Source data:
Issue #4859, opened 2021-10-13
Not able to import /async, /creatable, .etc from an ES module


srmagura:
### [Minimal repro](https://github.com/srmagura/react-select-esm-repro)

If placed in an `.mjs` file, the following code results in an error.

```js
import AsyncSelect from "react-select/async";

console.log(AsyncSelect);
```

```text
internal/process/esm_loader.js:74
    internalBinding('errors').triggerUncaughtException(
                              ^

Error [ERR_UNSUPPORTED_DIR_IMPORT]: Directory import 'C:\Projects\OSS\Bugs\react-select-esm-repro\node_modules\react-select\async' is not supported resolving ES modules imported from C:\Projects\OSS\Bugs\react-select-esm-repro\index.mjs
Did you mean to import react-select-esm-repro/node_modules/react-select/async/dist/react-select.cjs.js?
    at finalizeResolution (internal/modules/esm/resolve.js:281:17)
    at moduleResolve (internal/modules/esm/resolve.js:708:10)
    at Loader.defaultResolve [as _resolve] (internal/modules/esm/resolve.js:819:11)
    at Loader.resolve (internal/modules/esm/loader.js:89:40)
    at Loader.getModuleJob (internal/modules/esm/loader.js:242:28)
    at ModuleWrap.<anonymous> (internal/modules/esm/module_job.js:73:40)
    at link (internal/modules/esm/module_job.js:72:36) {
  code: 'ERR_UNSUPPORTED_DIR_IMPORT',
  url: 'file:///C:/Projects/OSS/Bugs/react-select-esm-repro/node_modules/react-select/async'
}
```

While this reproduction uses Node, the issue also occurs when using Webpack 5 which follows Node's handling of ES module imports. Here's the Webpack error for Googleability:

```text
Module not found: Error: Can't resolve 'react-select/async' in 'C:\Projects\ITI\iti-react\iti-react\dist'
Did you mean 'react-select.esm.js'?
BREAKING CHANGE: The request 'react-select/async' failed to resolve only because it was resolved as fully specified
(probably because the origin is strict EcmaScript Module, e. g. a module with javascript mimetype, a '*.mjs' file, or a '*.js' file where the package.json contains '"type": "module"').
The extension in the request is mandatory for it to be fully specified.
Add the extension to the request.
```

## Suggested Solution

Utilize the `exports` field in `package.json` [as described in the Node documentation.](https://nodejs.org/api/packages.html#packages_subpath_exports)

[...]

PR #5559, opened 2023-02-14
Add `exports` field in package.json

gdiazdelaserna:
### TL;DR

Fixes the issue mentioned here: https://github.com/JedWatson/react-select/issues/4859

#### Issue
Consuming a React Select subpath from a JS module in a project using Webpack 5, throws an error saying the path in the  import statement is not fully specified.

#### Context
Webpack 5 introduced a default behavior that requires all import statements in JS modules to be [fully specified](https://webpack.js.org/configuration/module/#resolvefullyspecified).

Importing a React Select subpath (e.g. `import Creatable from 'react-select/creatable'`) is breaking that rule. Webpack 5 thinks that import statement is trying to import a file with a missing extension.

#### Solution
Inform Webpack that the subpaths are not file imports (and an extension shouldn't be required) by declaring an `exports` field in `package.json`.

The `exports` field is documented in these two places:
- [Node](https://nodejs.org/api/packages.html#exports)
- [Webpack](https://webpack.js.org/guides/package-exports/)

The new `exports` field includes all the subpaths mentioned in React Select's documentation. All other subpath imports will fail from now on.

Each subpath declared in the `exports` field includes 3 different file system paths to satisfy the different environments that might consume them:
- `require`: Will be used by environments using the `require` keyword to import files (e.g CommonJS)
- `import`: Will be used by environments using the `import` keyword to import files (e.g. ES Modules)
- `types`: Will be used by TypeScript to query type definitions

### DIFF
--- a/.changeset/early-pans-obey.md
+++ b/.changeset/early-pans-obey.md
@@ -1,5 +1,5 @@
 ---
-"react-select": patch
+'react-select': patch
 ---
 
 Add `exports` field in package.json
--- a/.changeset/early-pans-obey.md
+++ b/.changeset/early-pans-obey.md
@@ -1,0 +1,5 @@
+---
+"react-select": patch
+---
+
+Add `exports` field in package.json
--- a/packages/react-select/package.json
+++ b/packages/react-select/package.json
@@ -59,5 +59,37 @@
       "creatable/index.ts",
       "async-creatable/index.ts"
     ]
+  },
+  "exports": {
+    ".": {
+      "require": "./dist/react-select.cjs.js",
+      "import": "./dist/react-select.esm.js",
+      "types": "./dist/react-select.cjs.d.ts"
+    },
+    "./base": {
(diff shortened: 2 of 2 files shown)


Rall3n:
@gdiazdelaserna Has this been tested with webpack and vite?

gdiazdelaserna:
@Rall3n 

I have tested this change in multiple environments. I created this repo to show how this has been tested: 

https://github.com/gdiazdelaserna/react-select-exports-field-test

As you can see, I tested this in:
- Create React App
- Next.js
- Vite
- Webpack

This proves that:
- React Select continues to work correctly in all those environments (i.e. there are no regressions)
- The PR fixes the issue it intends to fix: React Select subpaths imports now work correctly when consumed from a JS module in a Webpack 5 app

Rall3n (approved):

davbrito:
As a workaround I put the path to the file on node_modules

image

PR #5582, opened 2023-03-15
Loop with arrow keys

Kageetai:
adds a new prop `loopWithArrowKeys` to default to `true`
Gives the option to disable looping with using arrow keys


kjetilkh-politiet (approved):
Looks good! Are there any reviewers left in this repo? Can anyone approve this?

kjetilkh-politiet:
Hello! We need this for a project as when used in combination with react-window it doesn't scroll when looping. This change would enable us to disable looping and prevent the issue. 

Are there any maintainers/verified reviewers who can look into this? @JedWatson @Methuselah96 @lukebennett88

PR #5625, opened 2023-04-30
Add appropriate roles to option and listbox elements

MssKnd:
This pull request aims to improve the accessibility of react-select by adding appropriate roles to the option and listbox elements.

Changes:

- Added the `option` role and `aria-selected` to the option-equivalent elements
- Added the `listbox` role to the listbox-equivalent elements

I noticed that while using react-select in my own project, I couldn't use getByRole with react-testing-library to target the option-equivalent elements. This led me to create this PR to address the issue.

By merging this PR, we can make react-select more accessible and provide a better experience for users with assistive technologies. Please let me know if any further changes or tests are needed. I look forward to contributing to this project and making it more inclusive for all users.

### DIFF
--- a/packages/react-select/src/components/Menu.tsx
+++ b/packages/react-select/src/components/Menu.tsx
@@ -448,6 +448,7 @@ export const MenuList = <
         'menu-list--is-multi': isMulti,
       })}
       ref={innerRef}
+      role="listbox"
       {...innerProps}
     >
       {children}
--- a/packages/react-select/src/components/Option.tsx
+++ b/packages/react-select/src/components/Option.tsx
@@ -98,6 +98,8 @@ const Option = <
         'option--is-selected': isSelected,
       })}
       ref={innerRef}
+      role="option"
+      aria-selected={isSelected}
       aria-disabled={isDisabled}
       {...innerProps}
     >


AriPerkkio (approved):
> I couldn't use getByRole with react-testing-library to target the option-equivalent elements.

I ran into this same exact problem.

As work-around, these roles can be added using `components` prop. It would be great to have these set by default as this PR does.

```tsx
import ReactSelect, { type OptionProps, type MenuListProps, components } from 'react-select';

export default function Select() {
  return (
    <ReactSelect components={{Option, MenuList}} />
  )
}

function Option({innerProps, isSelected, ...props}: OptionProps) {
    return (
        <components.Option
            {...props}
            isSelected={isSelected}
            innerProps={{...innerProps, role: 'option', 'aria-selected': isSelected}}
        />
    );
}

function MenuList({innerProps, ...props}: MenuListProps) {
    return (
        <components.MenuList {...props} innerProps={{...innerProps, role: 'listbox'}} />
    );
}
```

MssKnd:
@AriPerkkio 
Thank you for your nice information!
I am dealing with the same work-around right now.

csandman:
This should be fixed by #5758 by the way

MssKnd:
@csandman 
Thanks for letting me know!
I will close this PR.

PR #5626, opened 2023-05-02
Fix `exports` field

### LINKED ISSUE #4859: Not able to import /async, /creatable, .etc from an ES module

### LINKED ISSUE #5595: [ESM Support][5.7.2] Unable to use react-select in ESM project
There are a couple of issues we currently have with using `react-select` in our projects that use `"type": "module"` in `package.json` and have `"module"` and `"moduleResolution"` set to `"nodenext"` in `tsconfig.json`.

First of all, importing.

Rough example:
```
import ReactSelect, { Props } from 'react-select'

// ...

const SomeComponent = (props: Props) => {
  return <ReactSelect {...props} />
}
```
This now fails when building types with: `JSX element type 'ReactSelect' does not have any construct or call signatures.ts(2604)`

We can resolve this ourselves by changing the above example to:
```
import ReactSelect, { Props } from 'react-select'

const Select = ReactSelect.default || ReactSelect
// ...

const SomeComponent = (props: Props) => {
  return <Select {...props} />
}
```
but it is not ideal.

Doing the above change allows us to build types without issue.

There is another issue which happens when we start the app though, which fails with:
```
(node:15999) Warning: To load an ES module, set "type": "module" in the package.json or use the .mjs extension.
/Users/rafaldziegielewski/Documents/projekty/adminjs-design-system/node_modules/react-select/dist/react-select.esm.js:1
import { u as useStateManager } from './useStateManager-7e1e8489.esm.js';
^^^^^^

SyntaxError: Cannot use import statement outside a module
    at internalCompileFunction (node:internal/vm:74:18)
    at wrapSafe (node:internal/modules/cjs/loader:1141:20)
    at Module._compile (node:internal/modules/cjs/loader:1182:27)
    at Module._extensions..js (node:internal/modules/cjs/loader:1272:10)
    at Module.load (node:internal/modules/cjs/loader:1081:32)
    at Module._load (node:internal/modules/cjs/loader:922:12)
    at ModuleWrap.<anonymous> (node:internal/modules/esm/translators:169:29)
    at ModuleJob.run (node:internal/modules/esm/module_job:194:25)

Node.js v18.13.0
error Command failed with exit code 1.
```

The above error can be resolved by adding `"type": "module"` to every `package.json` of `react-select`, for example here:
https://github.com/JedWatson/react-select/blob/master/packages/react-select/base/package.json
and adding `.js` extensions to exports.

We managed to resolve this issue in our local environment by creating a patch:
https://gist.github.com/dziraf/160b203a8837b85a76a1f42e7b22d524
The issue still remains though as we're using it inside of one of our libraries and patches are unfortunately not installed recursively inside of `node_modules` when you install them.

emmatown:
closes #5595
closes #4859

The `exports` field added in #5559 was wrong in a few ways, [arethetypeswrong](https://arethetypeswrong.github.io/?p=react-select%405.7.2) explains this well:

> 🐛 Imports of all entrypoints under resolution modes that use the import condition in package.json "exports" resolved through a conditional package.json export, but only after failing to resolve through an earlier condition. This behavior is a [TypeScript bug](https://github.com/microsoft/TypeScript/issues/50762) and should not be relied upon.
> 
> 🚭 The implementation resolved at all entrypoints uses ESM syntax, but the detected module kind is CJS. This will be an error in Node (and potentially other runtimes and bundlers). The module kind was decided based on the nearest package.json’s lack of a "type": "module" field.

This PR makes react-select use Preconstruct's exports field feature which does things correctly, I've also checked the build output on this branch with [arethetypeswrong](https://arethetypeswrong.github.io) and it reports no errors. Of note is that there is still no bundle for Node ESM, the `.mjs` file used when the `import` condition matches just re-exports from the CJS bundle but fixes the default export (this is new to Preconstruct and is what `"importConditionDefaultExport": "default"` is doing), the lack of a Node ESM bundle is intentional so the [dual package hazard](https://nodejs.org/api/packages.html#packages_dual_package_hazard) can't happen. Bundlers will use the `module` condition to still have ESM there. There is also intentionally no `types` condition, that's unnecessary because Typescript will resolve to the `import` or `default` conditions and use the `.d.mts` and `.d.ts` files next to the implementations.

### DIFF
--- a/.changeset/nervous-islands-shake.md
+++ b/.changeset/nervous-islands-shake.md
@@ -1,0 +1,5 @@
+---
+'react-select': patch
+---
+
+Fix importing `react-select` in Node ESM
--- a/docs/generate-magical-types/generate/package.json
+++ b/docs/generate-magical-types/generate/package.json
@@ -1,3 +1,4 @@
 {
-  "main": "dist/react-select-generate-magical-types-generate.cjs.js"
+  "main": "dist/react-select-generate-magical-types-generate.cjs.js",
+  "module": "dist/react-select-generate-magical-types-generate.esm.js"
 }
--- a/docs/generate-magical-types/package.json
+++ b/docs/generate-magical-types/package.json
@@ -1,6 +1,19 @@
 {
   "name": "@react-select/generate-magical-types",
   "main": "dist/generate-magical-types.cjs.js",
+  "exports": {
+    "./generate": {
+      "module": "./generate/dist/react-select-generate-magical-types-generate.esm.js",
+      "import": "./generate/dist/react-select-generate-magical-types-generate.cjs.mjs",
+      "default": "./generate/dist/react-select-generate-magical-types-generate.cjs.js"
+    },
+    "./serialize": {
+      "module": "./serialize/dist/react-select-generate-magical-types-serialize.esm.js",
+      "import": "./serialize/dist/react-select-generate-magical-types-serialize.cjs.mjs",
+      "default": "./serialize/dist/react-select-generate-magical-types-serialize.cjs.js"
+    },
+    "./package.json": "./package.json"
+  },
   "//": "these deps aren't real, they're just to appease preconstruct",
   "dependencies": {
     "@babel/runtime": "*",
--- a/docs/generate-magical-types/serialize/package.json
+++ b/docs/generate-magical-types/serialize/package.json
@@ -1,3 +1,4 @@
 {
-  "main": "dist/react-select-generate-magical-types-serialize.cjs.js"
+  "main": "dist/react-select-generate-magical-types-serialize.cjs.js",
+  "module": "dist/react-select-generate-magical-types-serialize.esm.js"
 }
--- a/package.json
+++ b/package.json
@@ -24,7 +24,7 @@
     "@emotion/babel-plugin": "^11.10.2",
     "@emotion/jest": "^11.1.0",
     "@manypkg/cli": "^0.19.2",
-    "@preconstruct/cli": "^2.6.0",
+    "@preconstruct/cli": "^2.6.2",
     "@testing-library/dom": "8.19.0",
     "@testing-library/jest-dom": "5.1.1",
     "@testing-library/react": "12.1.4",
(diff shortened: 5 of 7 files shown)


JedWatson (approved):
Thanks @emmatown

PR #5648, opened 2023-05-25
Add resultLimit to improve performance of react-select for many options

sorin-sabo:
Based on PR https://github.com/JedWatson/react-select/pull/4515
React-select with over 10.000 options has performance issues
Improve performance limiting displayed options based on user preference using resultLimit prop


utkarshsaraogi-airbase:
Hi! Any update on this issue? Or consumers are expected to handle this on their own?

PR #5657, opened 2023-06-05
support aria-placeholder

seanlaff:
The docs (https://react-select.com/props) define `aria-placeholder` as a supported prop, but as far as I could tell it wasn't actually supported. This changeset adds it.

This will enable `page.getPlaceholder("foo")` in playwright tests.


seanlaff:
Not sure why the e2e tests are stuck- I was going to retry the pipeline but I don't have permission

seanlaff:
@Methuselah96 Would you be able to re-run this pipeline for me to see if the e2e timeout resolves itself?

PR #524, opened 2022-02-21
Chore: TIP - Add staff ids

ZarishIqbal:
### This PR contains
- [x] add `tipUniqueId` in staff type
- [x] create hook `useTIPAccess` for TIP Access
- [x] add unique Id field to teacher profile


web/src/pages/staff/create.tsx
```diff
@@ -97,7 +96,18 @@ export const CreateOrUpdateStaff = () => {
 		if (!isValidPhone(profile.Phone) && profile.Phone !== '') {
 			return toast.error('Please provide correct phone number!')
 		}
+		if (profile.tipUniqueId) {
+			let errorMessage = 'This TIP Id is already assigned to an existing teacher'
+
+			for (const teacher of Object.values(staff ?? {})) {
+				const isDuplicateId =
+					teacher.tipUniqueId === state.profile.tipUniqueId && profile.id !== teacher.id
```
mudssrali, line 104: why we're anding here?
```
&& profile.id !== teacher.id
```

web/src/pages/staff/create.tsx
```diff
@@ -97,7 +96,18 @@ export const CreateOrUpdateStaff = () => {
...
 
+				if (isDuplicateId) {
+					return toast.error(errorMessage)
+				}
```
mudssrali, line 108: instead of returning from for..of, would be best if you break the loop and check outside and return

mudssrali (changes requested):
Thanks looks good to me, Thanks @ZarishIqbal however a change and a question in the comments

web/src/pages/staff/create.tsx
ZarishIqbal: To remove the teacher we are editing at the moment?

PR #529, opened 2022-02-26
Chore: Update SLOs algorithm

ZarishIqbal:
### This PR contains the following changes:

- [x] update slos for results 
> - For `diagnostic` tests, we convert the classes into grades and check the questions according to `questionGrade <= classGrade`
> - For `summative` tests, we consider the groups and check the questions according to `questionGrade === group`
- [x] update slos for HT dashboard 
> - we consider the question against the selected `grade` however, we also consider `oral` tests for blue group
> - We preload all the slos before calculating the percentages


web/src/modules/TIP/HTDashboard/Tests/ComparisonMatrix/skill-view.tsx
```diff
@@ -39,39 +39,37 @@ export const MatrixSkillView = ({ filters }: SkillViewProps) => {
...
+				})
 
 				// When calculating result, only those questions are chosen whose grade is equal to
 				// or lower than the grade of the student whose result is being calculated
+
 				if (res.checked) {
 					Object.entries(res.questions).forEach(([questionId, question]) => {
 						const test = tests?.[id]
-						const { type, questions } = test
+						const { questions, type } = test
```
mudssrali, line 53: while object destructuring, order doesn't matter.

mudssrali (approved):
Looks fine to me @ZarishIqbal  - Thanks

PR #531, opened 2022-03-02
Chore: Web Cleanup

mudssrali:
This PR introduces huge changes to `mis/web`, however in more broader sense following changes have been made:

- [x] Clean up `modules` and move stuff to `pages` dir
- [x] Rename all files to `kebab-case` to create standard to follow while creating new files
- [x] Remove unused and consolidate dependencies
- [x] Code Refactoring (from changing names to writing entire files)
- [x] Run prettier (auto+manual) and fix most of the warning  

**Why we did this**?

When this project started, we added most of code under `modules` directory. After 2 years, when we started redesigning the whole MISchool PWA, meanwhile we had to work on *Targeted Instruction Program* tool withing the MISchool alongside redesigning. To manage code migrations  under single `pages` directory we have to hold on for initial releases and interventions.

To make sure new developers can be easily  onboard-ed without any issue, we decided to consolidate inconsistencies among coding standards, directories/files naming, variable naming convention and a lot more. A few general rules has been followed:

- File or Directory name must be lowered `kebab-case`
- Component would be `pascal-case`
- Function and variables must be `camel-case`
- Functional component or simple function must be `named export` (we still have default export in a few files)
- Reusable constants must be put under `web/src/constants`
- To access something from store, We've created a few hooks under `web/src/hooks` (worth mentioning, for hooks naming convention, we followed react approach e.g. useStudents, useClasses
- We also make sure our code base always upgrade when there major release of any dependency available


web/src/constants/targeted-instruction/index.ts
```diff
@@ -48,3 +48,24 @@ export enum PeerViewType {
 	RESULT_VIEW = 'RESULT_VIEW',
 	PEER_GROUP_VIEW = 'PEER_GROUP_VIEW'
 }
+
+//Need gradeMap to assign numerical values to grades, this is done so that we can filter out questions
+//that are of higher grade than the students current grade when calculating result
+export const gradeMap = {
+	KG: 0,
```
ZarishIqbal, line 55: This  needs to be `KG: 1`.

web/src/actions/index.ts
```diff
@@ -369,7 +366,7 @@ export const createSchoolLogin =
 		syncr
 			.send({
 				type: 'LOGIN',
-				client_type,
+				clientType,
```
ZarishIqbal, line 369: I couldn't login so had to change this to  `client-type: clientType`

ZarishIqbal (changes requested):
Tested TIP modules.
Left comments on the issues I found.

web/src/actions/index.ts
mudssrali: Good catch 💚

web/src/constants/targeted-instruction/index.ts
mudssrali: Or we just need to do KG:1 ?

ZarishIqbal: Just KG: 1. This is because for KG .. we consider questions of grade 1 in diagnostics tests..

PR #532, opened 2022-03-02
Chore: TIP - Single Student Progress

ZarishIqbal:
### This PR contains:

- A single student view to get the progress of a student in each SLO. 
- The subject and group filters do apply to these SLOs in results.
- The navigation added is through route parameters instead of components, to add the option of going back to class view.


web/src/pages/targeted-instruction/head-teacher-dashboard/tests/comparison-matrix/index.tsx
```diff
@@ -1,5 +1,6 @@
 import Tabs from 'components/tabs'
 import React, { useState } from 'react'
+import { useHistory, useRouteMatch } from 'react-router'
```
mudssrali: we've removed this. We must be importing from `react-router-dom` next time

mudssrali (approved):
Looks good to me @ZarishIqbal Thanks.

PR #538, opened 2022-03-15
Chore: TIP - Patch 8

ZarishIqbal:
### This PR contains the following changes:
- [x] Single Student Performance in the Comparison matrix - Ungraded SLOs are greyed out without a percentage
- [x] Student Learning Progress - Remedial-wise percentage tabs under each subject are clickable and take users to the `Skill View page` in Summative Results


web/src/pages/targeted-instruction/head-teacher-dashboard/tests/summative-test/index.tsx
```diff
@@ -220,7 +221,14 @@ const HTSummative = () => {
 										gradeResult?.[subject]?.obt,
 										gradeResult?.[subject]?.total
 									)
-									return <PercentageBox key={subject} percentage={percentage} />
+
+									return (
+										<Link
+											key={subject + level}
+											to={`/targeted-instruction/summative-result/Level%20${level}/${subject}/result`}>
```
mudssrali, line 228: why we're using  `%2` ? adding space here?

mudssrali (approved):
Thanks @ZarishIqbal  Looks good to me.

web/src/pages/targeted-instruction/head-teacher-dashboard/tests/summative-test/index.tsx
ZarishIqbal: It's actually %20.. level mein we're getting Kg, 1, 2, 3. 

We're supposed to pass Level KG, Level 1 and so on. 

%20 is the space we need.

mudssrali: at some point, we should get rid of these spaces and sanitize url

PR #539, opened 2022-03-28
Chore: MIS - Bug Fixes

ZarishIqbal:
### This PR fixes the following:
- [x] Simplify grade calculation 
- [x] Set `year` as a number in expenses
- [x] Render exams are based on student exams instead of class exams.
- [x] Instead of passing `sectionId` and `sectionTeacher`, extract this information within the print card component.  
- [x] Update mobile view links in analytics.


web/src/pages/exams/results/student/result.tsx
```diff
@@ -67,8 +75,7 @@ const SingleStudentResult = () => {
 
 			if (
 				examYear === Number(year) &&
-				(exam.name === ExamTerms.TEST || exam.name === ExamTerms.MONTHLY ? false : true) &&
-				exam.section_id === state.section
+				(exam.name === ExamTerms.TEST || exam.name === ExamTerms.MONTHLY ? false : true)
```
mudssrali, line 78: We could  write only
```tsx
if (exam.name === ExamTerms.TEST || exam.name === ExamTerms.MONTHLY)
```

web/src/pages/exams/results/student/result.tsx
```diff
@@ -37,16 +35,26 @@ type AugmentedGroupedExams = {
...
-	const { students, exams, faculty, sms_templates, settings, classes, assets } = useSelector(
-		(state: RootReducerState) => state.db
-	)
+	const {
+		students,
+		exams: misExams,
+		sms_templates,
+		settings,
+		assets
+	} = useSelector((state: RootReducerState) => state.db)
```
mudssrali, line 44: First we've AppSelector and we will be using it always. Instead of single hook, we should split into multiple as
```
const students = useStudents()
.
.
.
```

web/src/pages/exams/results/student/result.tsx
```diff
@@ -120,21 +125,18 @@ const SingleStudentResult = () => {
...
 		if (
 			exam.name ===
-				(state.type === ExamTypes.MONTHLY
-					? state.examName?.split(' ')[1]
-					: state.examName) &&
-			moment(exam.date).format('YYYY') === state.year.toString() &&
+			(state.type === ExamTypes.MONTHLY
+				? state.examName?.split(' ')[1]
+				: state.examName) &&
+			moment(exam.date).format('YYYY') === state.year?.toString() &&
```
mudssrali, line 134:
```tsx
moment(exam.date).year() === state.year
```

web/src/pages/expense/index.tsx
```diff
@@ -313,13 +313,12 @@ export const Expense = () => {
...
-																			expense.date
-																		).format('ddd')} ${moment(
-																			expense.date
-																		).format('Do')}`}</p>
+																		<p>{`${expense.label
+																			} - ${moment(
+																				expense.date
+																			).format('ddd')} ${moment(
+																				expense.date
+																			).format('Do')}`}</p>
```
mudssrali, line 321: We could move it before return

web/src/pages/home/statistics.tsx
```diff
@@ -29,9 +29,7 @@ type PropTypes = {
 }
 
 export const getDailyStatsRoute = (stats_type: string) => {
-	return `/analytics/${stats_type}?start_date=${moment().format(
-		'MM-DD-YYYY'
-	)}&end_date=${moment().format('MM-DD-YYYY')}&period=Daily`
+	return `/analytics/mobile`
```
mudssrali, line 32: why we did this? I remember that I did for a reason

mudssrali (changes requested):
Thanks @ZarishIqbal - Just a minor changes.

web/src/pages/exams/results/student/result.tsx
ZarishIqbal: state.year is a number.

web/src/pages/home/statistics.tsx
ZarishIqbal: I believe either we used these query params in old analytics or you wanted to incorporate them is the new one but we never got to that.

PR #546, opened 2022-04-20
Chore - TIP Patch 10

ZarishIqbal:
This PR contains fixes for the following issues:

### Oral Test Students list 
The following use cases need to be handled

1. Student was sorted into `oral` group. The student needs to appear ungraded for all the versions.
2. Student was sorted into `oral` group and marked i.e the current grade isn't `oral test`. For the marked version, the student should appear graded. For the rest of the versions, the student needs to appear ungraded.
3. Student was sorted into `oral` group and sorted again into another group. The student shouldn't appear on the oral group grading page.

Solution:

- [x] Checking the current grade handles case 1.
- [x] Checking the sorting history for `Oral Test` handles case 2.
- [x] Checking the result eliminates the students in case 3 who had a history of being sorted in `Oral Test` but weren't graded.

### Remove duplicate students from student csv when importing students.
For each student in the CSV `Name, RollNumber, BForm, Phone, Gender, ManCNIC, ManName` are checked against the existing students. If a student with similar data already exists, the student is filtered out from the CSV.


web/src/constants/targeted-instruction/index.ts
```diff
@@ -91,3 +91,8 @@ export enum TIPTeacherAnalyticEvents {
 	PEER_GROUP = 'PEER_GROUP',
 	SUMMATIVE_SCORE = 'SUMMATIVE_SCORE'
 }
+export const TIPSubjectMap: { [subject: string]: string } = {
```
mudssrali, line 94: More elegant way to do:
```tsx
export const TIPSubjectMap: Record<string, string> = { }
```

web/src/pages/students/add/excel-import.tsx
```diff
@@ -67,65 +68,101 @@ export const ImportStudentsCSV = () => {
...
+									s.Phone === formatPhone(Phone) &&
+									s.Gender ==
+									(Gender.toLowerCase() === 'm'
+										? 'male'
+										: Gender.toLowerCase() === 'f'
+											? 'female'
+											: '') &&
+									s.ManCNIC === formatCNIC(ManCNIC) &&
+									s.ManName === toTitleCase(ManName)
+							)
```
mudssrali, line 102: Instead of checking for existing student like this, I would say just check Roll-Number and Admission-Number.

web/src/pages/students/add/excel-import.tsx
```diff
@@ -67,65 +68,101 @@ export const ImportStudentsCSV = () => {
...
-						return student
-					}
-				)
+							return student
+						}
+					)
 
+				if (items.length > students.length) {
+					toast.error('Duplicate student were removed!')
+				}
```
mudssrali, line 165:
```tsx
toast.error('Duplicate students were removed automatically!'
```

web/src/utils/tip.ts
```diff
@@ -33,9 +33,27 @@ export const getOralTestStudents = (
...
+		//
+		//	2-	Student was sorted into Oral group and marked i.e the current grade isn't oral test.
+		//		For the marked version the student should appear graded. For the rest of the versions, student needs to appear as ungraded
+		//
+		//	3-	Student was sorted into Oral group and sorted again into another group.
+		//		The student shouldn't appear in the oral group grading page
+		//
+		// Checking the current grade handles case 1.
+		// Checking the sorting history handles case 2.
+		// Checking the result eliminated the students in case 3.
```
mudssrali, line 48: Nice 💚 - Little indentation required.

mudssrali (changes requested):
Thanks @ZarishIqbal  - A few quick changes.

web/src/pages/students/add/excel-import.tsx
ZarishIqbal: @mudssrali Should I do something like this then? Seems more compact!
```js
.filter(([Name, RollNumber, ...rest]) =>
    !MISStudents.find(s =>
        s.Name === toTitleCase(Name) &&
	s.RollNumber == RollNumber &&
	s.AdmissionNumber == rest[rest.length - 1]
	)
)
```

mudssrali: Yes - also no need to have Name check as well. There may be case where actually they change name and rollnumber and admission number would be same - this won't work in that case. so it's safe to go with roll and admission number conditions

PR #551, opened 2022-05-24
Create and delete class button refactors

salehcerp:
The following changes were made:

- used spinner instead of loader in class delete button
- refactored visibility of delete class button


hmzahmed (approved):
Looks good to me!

**WORK REQUEST**
Look through the data above for the word "mobile". Report each line where it occurs.

**RESULT OF THE EXERCISE**
- [x] Update mobile view links in analytics.
+	return `/analytics/mobile`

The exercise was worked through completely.